As part of this assignment you must construct, interpret both graphically and quantitatively,


As part of this assignment you must construct, interpret both graphically and quantitatively, at least one categorical x categorical interaction, one categorical x continuous interaction, one continuous x continuous interaction, and one additional interaction of any kind.  Note that you have to provide your reasoning as to why the two variables might interact but the interaction does not have to be statistically significant.  Some of the data sets may have significant interactions and others might not.  For all questions, you have to do whatever preliminary work is required to do the analysis you plan, then construct the model, then do enough diagnostic work to satisfy that your model is appropriate (i.e., CLINE for linear regression).  Please note that you may have a satisfactory-looking model that, for example, doesn’t do perfectly on all the diagnostics.  That’s OK and is part of the learning process.  For example, suppose you do a linktest (as you should) and hat is significant, indicating your model contains important predictors but hat_squared is also significant, meaning you are missing important variables.  You should certainly address this but, in the end, you might not be sure what other variables to try and just explain that your model is good but still missing important information.  
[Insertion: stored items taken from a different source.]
PR #3748, opened 2025-05-11
docs: Mention YouTrack tracking issues for pixi

pavelzw:
xref https://github.com/pavelzw/pixi-pycharm/pull/67


ruben-arts (approved):
Good idea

1. The data set  school_quality contains data that predicts school quality.  The outcome variable for this question is whether a school is considered high quality or not and your job is to construct an appropriate model that best predicts whether or not a school is high quality.


2.  The data set exercise.dta contains a subset of a bigger data set relating exercise to weight loss.  The issue of physical and mental health has, if anything, come more to the forefront during the Covid-19 pandemic than at any other time.  The data set is fairly self-explanatory.  People were assigned to jogging or power-walking (their preference), swimming or no specific exercise program.  All subjects were given teaching on the importance of exercise to health.  Use the data to construct a model predicting pounds lost.
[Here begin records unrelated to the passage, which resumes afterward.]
Issue #3757, opened 2025-05-13
pixi not searching for XDG_CONFIG_HOME again


ickc:
### Checks

- [x] I have checked that this issue has not already been reported.

- [x] I have confirmed this bug exists on the [latest version](https://github.com/prefix-dev/pixi/releases) of pixi, using `pixi --version`.

### Reproducible example

```console
% cat $XDG_CONFIG_HOME/pixi/config.toml
change-ps1 = false
% pixi shell
(environment-name-here)
```

### Issue description

According to the doc, pixi no longer search for `$XDG_CONFIG_HOME` nor `$HOME/.config` on macOS: 

- [Pixi Configuration - Pixi by prefix.dev](https://pixi.sh/latest/reference/pixi_configuration/)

3.  Conduct an appropriate analysis on the managers data set.  This was a situation where a large Western US state was trying to determine the optimum number of managers to run large water supply plants.  Keep in mind that the typical salary of one manager is in the six figures so budget constraints are, as usual, an issue.  Be sure to do all necessary preliminary work and then write-up your findings in a brief report.  


4.  Use the crime.dta data to construct a linear regression with crime as the outcome variable.


5.  Obtaining an adequate amount of essential minerals is always important, but even more so during pregnancy.  Zinc is considered a very important nutrient during pregnancy and a hypothesis exists that vegetarian women might not get adequate amounts of zinc (zinc is most plentiful in animal products, especially red meat and certain fish).  A study was done to examine this hypothesis.  In the data set zinc.dta, four groups were compared: pregnant vegetarians (group = 1), non-pregnant vegetarians (group = 2), pregnant non-vegetarians (group = 3), and non-pregnant non-vegetarians (group = 4).  Zinc levels (rounded) are given in µg/g of hair.  Note that in any question that refers to “required preliminary testing,” I am referring to, as well as you can, checking the assumptions of whatever hypothesis test you are thinking of using.

a)  Is there evidence that any group zinc level differs from any other?  Be sure to give your null and alternative hypotheses and do any required preliminary analyses.

b)  If there is evidence that at least one of these group zinc levels is significantly different than another, report all groups that are statistically different or not different and at what p-value.  Briefly interpret the overall findings.

c)  Suppose another research group reports that in a hypothesis test examining only non-pregnant vegetarians and non-pregnant non-vegetarians, a statistically significant result was obtained with a mean zinc difference of -30 μg/g (comparing the vegetarians to the non-vegetarians).  Is this study concordant with the data you have?  Should you use the results obtained for (b) to reply to these researchers or is there a better/simpler analysis you can do?  If you decide to use the information from (b), state what mean zinc difference value you report to these other researchers.  If you decide to do a different analysis, state Ho and Ha and do the analysis.  Give your conclusions.  

d)  Is there evidence that pregnancy itself may stress zinc levels?  Be sure to specify how you test this hypothesis.  Give the null hypothesis and whether you reject it.